▶ _What you are asked to do_
Extract every line starting at the line that contains "Closes #1909" and ending with the final line of the data, inclusive; give only those lines, word for word.

[Source records]
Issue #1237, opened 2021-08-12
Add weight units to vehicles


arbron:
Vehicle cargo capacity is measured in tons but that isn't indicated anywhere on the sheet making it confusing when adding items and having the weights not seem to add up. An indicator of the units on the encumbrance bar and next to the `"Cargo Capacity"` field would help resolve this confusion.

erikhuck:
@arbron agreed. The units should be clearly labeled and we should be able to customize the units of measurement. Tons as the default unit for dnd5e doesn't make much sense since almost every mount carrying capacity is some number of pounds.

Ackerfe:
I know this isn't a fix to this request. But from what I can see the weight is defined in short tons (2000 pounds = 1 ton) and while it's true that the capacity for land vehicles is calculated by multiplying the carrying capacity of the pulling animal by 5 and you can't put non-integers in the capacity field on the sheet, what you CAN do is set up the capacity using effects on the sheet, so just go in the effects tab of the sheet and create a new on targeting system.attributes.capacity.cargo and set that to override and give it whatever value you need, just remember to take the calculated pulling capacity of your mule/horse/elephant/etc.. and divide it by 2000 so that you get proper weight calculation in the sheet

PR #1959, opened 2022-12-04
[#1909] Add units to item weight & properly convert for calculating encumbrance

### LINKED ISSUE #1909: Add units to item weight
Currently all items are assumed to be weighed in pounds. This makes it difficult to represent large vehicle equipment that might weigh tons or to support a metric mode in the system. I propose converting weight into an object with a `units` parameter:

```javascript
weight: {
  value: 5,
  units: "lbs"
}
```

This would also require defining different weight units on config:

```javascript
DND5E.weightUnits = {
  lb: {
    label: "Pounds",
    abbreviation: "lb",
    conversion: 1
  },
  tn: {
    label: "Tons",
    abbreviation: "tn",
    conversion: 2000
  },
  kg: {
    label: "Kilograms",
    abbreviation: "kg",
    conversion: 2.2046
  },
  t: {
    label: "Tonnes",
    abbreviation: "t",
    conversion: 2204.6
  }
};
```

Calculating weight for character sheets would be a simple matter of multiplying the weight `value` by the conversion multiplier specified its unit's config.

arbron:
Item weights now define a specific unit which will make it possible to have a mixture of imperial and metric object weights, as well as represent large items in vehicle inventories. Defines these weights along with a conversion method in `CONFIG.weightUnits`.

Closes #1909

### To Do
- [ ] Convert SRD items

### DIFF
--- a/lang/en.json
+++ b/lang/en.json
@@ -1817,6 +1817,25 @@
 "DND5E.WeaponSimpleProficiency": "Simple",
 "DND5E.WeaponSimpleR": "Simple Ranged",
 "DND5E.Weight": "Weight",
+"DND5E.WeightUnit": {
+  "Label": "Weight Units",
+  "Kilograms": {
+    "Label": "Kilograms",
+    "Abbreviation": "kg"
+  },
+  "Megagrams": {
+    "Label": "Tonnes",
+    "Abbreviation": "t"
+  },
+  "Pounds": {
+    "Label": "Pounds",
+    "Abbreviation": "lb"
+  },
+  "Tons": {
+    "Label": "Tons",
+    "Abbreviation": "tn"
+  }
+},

▶ _Written answer_
Closes #1909

### To Do
- [ ] Convert SRD items

### DIFF
--- a/lang/en.json
+++ b/lang/en.json
@@ -1817,6 +1817,25 @@
 "DND5E.WeaponSimpleProficiency": "Simple",
 "DND5E.WeaponSimpleR": "Simple Ranged",
 "DND5E.Weight": "Weight",
+"DND5E.WeightUnit": {
+  "Label": "Weight Units",
+  "Kilograms": {
+    "Label": "Kilograms",
+    "Abbreviation": "kg"
+  },
+  "Megagrams": {
+    "Label": "Tonnes",
+    "Abbreviation": "t"
+  },
+  "Pounds": {
+    "Label": "Pounds",
+    "Abbreviation": "lb"
+  },
+  "Tons": {
+    "Label": "Tons",
+    "Abbreviation": "tn"
+  }
+},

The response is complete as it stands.